Dielectric mirrors or distributed Bragg reflectors are high-quality mirrors with superior reflectivities up to 99.9%. They are ideal to combine with strongly emitting or absorbing organic materials to create microcavities. These allow for fundamental research on strong light-matter coupling, Bose-Einstein condensation and other quantum effects. Beyond that, applications of dielectric mirrors range from hot mirrors, to narrowband sensors and lasers. We fabricate the mirrors via e-beam deposition which is highly compatible with the deposition of organic semiconductors.

Complementary to our experimental work, we apply computational techniques to model processes on the molecular scale, such as the absorption and luminescence of molecules, aggregates and blends.
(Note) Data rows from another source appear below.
PR #1244, opened 2022-10-12
[new port] devel/efivar-bsd

SergiiDmytruk:
There is already `efivar` from FreeBSD and `libefivar` in the base system, but this one:
 * is of the latest version (38 instead of 0.15 (upstream changed versioning))
 * uses native kernel's API (similar to `libefivar` from the base system)
 * provides the same API as on Linux, allowing for porting apps that require it
 * provides `libefiboot` and `libefisec` (these won't work with `libefivar` from the base system)

Amount of changes is quite substantial and is very similar across *BSD systems, so a fork is used instead of a set of patches.

Fully implementing `libefiboot` for a system will take a lot of work, so it has limitations ([details](https://github.com/3mdeb/efivar/blob/bsd/BSD_PORTING.md)). Generating abbreviated device paths works and that's enough to boot an EFI payload, making it useful for `fwupd`.

This can also replace `efivar` port instead of adding a new one if you don't mind major library version change `0 -> 1`. Otherwise, need to mark `efivar` as conflicting with this one, can a patch be applied to FreeBSD port's `Makefile`?


tuxillo:
It was in the queue, I've forced it now:

https://github.com/DragonFlyBSD/DeltaPorts/commit/aa68663b752006715f001b1c3a0d7b559d53877d

SergiiDmytruk:
Nice, thanks.

PR #538, opened 2026-01-28
Add Mathias-Copeman alpha model

se-schmitt:
adds Mathias-Copeman alpha model (see e.g. https://doi.org/10.1016/0378-3812(83)80084-3 -> eq. 4)


longemen3000:
Nice!

PR #539, opened 2026-01-29
Allow non-integer values for the number of groups in GC models

se-schmitt:


longemen3000:
The main problem is that, with the change, `GroupParam` is not concrete anymore, causing performance issues on all GC EoS. 
May i ask what is the final purpose?. if the purpose is accept more number types, then we can add more conversions. Now, if you are looking to _use_ other number types (fractional amount of groups, AD over groups (??) ) , then the solution is to make `GroupParam` a parametric struct on the number of groups, and changing any other struct that depends on the assumption that `eltype(n_groups) == Int`

longemen3000:
for example, the second option would be something like:
```julia
struct GroupParam{T<:Number} <: GroupParameter
    components::Array{String,1}
    groups::Array{Array{String,1},1}
    grouptype::Symbol
    n_groups::Array{Array{Int,1},1}
    n_intergroups::Vector{Matrix{Int}}
    i_groups::Array{Array{Int,1},1}
    n_groups::Array{Array{T,1},1}
    n_intergroups::Vector{Matrix{T}}
    i_groups::Array{Array{<:Number,1},1}
    flattenedgroups::Array{String,1}
    n_flattenedgroups::Array{Array{Int,1},1}
    n_flattenedgroups::Array{Array{T,1},1}
    sourcecsvs::Array{String,1}
end
```
if you have an EoS that requires a parametric group parameter, maybe creating another group param struct could help:
```julia
struct ParametricGroupParam{T<:Number} <: GroupParameter
    components::Array{String,1}
    groups::Array{Array{String,1},1}
    grouptype::Symbol
    n_groups::Array{Array{Int,1},1}
    n_intergroups::Vector{Matrix{Int}}
    i_groups::Array{Array{Int,1},1}
    n_groups::Array{Array{T,1},1}
    n_intergroups::Vector{Matrix{T}}
    i_groups::Array{Array{<:Number,1},1}
    flattenedgroups::Array{String,1}
    n_flattenedgroups::Array{Array{Int,1},1}
    n_flattenedgroups::Array{Array{T,1},1}
    sourcecsvs::Array{String,1}
end
```

se-schmitt:
Ah I suspected sth like that (I even tried making it parametric first), thanks for being careful here! I want to allow fractional amounts of groups for GC models (currently for UNIFAC).

I will change it and make `GroupParam` parametric👍

src/database/ClapeyronParam.jl
```diff
@@ -100,8 +100,6 @@ end
 Base.eltype(p::EoSParam) = Float64
 Base.eltype(p::ParametricEoSParam{T}) where T = T
 
-const PARSED_GROUP_VECTOR_TYPE = Vector{Tuple{String, Vector{Pair{String, Int64}}}}
```
longemen3000: you can also do this:
```julia
const PARSED_GROUP_VECTOR_TYPE{T} = Vector{Tuple{String, Vector{Pair{String, T}}}} where T
```

src/database/params/SiteParam.jl
```diff
@@ -122,7 +122,7 @@ function SiteParam(pairs::Dict{String,SingleParam{Int}},allcomponentsites)
     return SiteParam(components,sites,n_sites,sourcecsvs)
 end
 
-function SiteParam(input::PARSED_GROUP_VECTOR_TYPE,sourcecsvs=String[])
+function SiteParam(input::Vector{Tuple{String, Vector{Pair{String,T}}}},sourcecsvs=String[]) where {T<:Number}
```
longemen3000: SiteParam only accepts `Int64`, so a conversion is necessary (i don't know if the constructor can handle it)

longemen3000:
Some observations and suggestions:
- is it ok if we limit the change to the UNIFAC EoS for now? the last time a i added parametric EoS, a bunch of performance issues appeared. For the rest, marking `groups::GroupParam{Int64}` should maintain current behaviour. 
- The parametric change also needs to be done on `@newmodelgc`. i'm doing some changes on how the macros in master work to make this easier. 
- Is it ok if the parameter type is shared between the parametrized `GroupParam` and a ParametricParam? that would make things easier at the promotion level.

se-schmitt:
Hi Andres, I'll implement the missing stuff next week.
 
> is it ok if we limit the change to the UNIFAC EoS for now? the last time a i added parametric EoS, a bunch of performance issues appeared. For the rest, marking groups::GroupParam{Int64} should maintain current behaviour.

I compared times for UNIFAC and SAFTgMie for basic methods (and model construction) and they were pretty much the same for all cases. Anything in mind where else performance issues could appear with this change? 

> Is it ok if the parameter type is shared between the parametrized GroupParam and a ParametricParam? that would make things easier at the promotion level.

Do you mean sth like this?
```
struct SomeModel{T}
    ...
    param::SomeParam{T}
    groups::GroupParam{T}
    ...
end
```
That would mean its nearly always GroupParam{Float64}!? Or do you mean making GroupParam a subtype of a parametric type?

pw0908:
Quick bump on my part: for reactive equilibrium with group contribution methods, it would help a lot if one could specify non-integer values of groups. E.g. you could define a carboxylate with both COOH and COO- groups and just have their relative values vary.

longemen3000:
i couldn't push it directly to the branch, but you need to add the following changes.

- In `database/params/GroupParam.jl`:

```julia
function GroupParam(components,groups,grouptype,n_groups,n_intergroups,i_groups,flattenedgroups,n_flattenedgroups,sourcecsvs)
    TT = eltype(eltype(n_groups))
    return GroupParam{TT}(components,groups,grouptype,n_groups,n_intergroups,i_groups,flattenedgroups,n_flattenedgroups,sourcecsvs)
end

function Solvers.primalval(x::GroupParam{T}) where T
    n_groups2 = Solvers.primalval_eager.(x.n_groups)
    n_intergroups2 = Solvers.primalval_eager.(x.n_intergroups)
    n_flattenedgroups2 = Solvers.primalval_eager.(x.n_flattenedgroups)
    T2 = Solvers.primal_eltype(eltype(eltype(n_groups2))
    param = GroupParam{T2}(
        x.components,
        x.groups,
        x.grouptype,
        n_groups2,
        n_intergroups2,
        x.i_groups,
        x.flattenedgroups,
        n_flattenedgroups2,
        x.sourcecsvs
    )
end

Base.eltype(param::GroupParam{T}) where T = T
Base.eltype(param::Type{<:GroupParam{T}}) where T = T

function Base.convert(::Type{GroupParam{T1}},param::GroupParam{T2}) where {T1<:Number,T2<:Number}
    n_groups2 = convert.(Vector{T1},x.n_groups)
    n_intergroups2 = convert.(Matrix{T1},x.n_intergroups)
    n_flattenedgroups2 = convert.(Vector{T1},x.n_flattenedgroups)
    param = GroupParam{T1}(
        x.components,
        x.groups,
        x.grouptype,
        n_groups2,
        n_intergroups2,
        x.i_groups,
        x.flattenedgroups,
        n_flattenedgroups2,
        x.sourcecsvs
    )
end
```

in `utils/recombine.jl`:
```julia
function Base.promote_model(::Type{T},param::GroupParam) where T
    n_groups2 = [Vector{T}(xi) for xi in x.n_groups]
    n_intergroups2 = [Matrix{T}(xi) for xi in x.n_intergroups]
    n_flattenedgroups2 = [Vector{T}(xi) for xi in x.n_flattenedgroups]
    param = GroupParam{T}(
        x.components,
        x.groups,
        x.grouptype,
        n_groups2,
        n_intergroups2,
        x.i_groups,
        x.flattenedgroups,
        n_flattenedgroups2,
        x.sourcecsvs
    )
end

```
Also, the following functions need to be changed:

- In `utils/split_model.jl`, you need to modify `each_split_model(param::GroupParam,__group,Ic,Ig)` to the following:

```julia
function each_split_model(param::GroupParam{TT},__group,Ic,Ig) where TT
    grouptype = param.grouptype
    components = param.components[Ic]
    groups = param.groups[Ic]
    n_groups = param.n_groups[Ic]
    sourcecsvs = param.sourcecsvs
    len_groups = length(param.flattenedgroups)

    flattenedgroups = param.flattenedgroups[Ig]
    i_groups = [[findfirst(isequal(group), flattenedgroups)::Int for group ∈ componentgroups] for componentgroups ∈ groups]
    n_flattenedgroups = Vector{Vector{TT}}(undef,length(Ic))

    #handling for intergroups
    n_intergroups = Vector{Matrix{TT}}(undef,length(Ic))
    empty_intergroup = Matrix{TT}(undef,(0,0))
    for (k,i) in pairs(Ic)
        pii = param.n_flattenedgroups[i]
        n_flattenedgroups[k] = pii[Ig]
        pij = param.n_intergroups[i]
        if !isempty(pij)
            n_intergroups[k] = pij[Ig,Ig]
        else
            n_intergroups[k] = empty_intergroup
        end
    end

    return GroupParam{TT}(
        components,
        groups,
        grouptype,
        n_groups,
        n_intergroups,
        i_groups,
        flattenedgroups,
        n_flattenedgroups,
        sourcecsvs)
end
```

In `database/params/GroupParam.jl`, the following functions need to be changed:

- `recombine!`: needs to account for the element type of the GroupParam in the `isassigned` conditional
- `build_gc_intragroups!` (the correct way to build an empty matrix is `Matrix{T}(undef,0,0)`, same with each intergroup)

longemen3000:
> I compared times for UNIFAC and SAFTgMie for basic methods (and model construction) and they were pretty much the same for all cases. Anything in mind where else performance issues could appear with this change?

JobackIdeal, or any methods created via `@newmodelgc`. the latest master has a placeholder on how to improve this, right here:
https://github.com/ClapeyronThermo/Clapeyron.jl/blob/1a39dafde88677f10b537674e504e806d62f2ec1/src/utils/macros.jl#L271-L284

if the struct is nonparametric, then `push!(struct_fields,:(groups::Clapeyron.GroupParam{Int64}))` needs to be done instead of `push!(struct_fields,:(groups::Clapeyron.GroupParam))`. On the parametric case, the commented code should be used.

> Do you mean sth like this?
> 
> ```
> struct SomeModel{T}
>     ...
>     param::SomeParam{T}
>     groups::GroupParam{T}
>     ...
> end
> ```
> 
> That would mean its nearly always GroupParam{Float64}!? Or do you mean making GroupParam a subtype of a parametric type?

on the UNIFAC models i mean the first implication. When evaluating a model, the element type of the model is something we use a lot, and having different structs holding different, variable element types complicates things. For example, `Base.eltype(model::EoSModel)` is defined around the element type of parameters. 

Also, `Float64` can hold exactly around `2^53 - 1` values (`Base.maxintfloat(Float64) = 9.007199254740992e15`), and most of the operations used with group parameters involve multiplying the value with a float, so there is not much to lose in terms of precision in that regard. Note that for non-parametric EoS created via macro, the default is still `GroupParam{Int64}` so there is no change there.

On the second implication, the `ParametricEoSParam` is for structs containing lists of parameters so the type hierarchy of `GroupParam` is ok, but for parametric support, there is some code that needs to be changed, as the tests are just evaluating `GroupParam{Int64}`. What could be used to test is creating a `UNIFAC` model with `BigFloat` element type, and start testing some of the following:
- `Clapeyron.split_model(model)` (phase eq algorithms use this)
- `Clapeyron.recombine!(model)` (estimation uses this)
- `Clapeyron.primalval(model)`  (AD uses this)

Most of the required changes are in the comment above, but i could be missing something.

longemen3000:
there are some errors, but i see how to fix those. @se-schmitt is ok if i merge and fix those errors in master? (i want to release a new version ASAP)

se-schmitt:
Feel free to merge and fix in master👍🏼 I have some local commits, but not finished yet.

se-schmitt:
Thanks for finishing this, @longemen3000! I'll also update pyclapeyron as soon as  the new version is released (is currently using the master).

PR #572, opened 2026-05-04
General flash for activity models

se-schmitt:
This PR implements a general flash for activity models (I tested `ph_flash` and `ps_flash` as they seem to be most relevant). I tried to use as much of the existing infrastructure as possible. The implementation might be only a starting point for more sophisticated implementations (currently a loop over inner tp_flash) and it was not extensively tested.


se-schmitt:
CC @Sush1090

longemen3000:
Errors are unrelated, let me fix master first

src/methods/property_solvers/multicomponent/flash.jl
```diff
@@ -286,6 +286,27 @@ for prop in [:enthalpy,:entropy,:internal_energy,:helmholtz_free_energy]
                 res += βi*VT0.$prop(model,vi,T,xi)
                 return res
             end
+
+            function $prop(model::ActivityModel,state::FlashResult; equilibrium=:unknown)
```
longemen3000: hmm, i don't know if this is ideal, maybe we could store the index of the vapour phase inside `FlashResult` instead? (inside the `FlashData` field, with values > 1 indicating an index, 0 being no vapour phases, -1 indicating unknown vapour phases)

longemen3000 (commented):
In general, Activity models as-is are not the correct model structure for phase equilibrium. the correct structure is `PTFlashWrapper`, so, instead of defining methods for activity models, a better approach would be to define methods for `PTFlashWrapper`.

Also, because `PTFlashWrapper` is defined in the context of a fixed T, so for methods that iteratively update the temperature, one needs to call `Clapeyron.update_temperature!(wrapper,T)` in between iterations.

Finally, i would implement this as a new flash method, instead of overloading `GeneralizedXYFlash`, because it would be useful for model types.

longemen3000:
There is also an additional discrepancy (on my part):

a `GammaPhi` model, by itself, uses the pure liquid at P,T conditions as the reference state, whereas `TPFlashWrapper` uses the saturated liquid state at T conditions (with a poynting correction). while the first one is accurate, the saturated state is more stable, and more importantly, they both differ.

In this case `TPFlashWrapper` works for holding the saturated state, so if an user wants to calculate bulk properties, maybe we should just default to generating a wrapper on each property calculation, what do you think @se-schmitt ?

se-schmitt:
Thanks for reviewing, @longemen3000! Your suggestions sound all reasonable to me. I didn't dig to deep into the different wrappers and tried to use the existing xy flash infrastructure. But I agree that using GeneralizedXYFlash is only of limited help and I think using its own method for activity-like models makes things easier. 

For my understanding: Where is `PTFlashWrapper` (and its cache) currently used advantageous? Probably pT flash as the name implies :D And I'm wondering if I used activity models wrong up to now: Am I supposed (as user) to always construct a `GammaPhi` model when using activity models? I thought just `Model(... , puremodel=PR)` would do the job already.

Regarding the implementation of a xy flash for activity coefficients:
- This would require a new flash type, say `ActivityXYFlash`, holding activity specific properties (probably very similar to `GeneralizedXYFlash` but without volumes?). And where would we "hook in" the activtiy part (to be able to still use the `ph_flash`, `ps_flash`, .. functions ...)? There is currently no dispatch on `GeneralizedXYFlash` that could be used.
- With the wrapper on each property, you mean sth like `PTXFlashWrapper` (current wrapper + property field) for using during flash right? Or the direct call by a user, like `property(wrapper, p, T, x)` (when would a user use the `PTFlashWrapper` by themselve)?

Sush1090:
Hello @se-schmitt @longemen3000 

I was checking some test cases with this implementation.  I have the following bug: 
```julia
using MLThermoProperties, Clapeyron

fluid = ["butane","propane"];z = [1.0,1.0]
model = HANNA(fluid; puremodel=PR)
p = 101325.0
Td = dew_temperature(model,p,z)[1]
T1 = Td + 5 # Pure Gas Phase  =  264.26200420537083
h1 = enthalpy(model,p,T1,z)
T_computed= Clapeyron.PH.temperature(model,p,h1,z)

@show T_computed - T1
```

```julia
T_computed - T1 = -20.33121635138866

julia> Tproperty(model,p,h1,z,enthalpy)
244.03615872553203
```

I think that for this EoS `Tproperty` is failing but I dont know why.

longemen3000:
> For my understanding: Where is `PTFlashWrapper` (and its cache) currently used advantageous? Probably pT flash as the name implies :D And I'm wondering if I used activity models wrong up to now: Am I supposed (as user) to always construct a `GammaPhi` model when using activity models? I thought just `Model(... , puremodel=PR)` would do the job already.

From the user side, this is correct, and activity model suffice. But on the evaluation level, we cache everything into a `PTFlashWrapper`. this is mainly because, if we don't do that, then we evaluate saturation pressures for all pures on each function call.

> Regarding the implementation of a xy flash for activity coefficients:

> - This would require a new flash type, say ActivityXYFlash, holding activity specific properties (probably very similar to GeneralizedXYFlash but without volumes?). And where would we "hook in" the activtiy part (to be able to still use the ph_flash, ps_flash, .. functions ...)? There is currently no dispatch on GeneralizedXYFlash that could be used.
> - With the wrapper on each property, you mean sth like PTXFlashWrapper (current wrapper + property field) for using during flash right? Or the direct call by a user, like property(wrapper, p, T, x) (when would a user use the PTFlashWrapper by themselve)?

The overload for each flash method is done at the `ph_flash_impl` method:

https://github.com/ClapeyronThermo/Clapeyron.jl/blob/7b4d0b766c4d4500cdb40c0a58690ccc17a60bd3/src/methods/property_solvers/multicomponent/flash/PH.jl#L75-L80

On the implementation of `$prop(model,flashresult)`, let me check what i can do, it will probably require some thinking about the structs and moving some things around.

Sush1090:
I think I know why this is happening (why `Tproperty` and the adjoining `ph_flash` fails).

It is because for `HANNA` does not produce a discontinuity when there is phase change on the T-H diagram. It treats phase change as smooth or does not consider phase change when we compute enthalpy. Probably the error is not in `ph_flash` or `Tproperty` but rather in enthalpy computation. 

Here is the code block: 

```julia
using MLThermoProperties, Clapeyron

fluid = ["butane","propane"];z = [1.0,1.0]
model = HANNA(fluid; puremodel=PR)
p = 101325.0
Td = dew_temperature(model,p,z)[1]
Tb = bubble_temperature(model,p,z)[1]
ΔT = 5
T_range = collect(range(Tb - ΔT, Td + ΔT, 100))

h_range = zeros(length(T_range))    

for i in eachindex(T_range)
    h_range[i] = enthalpy(model,p,T_range[i],z)
end
using Plots
fig = plot(h_range,T_range,lw = 2, marker = :o,label = "HANNA", xlabel = "Enthalpy", ylabel = "Temperature")
```
HANNA_TH_diagram


Because it does not capture any discontinuity on phase change, `Tproperty` fails as one of its first step is to catch the "edge" temperature for an estimate of which side of the phase we lie on.  

So I think the bug/error is somewhere in enthalpy computation or when we use `puremodel = PR`.

Sush1090:
Incase one wants to compare it with `cPR` 

Code block:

This is combined with optical simulations and electrical drift-diffusion simulations on the device scale to understand and optimize charge injection/extraction, transport and recombination processes in organic opto-electronic devices consisting of multiple functional layers with a typical total thickness of about 100 nm. The simulation shown above represents the optical field distribution in an organic solar cell being optimized to trap a maximum of light in the active layer. The subsequent carrier distribution, given by the balance between dynamic processes of generated carriers is critical to determine the device performance. Similar types of simulations are also used to design and optimize organic light emitting diodes for which the spectrum and outcoupling efficiency of the emitted light is affected by thin film interference effects and the position of the recombination zone.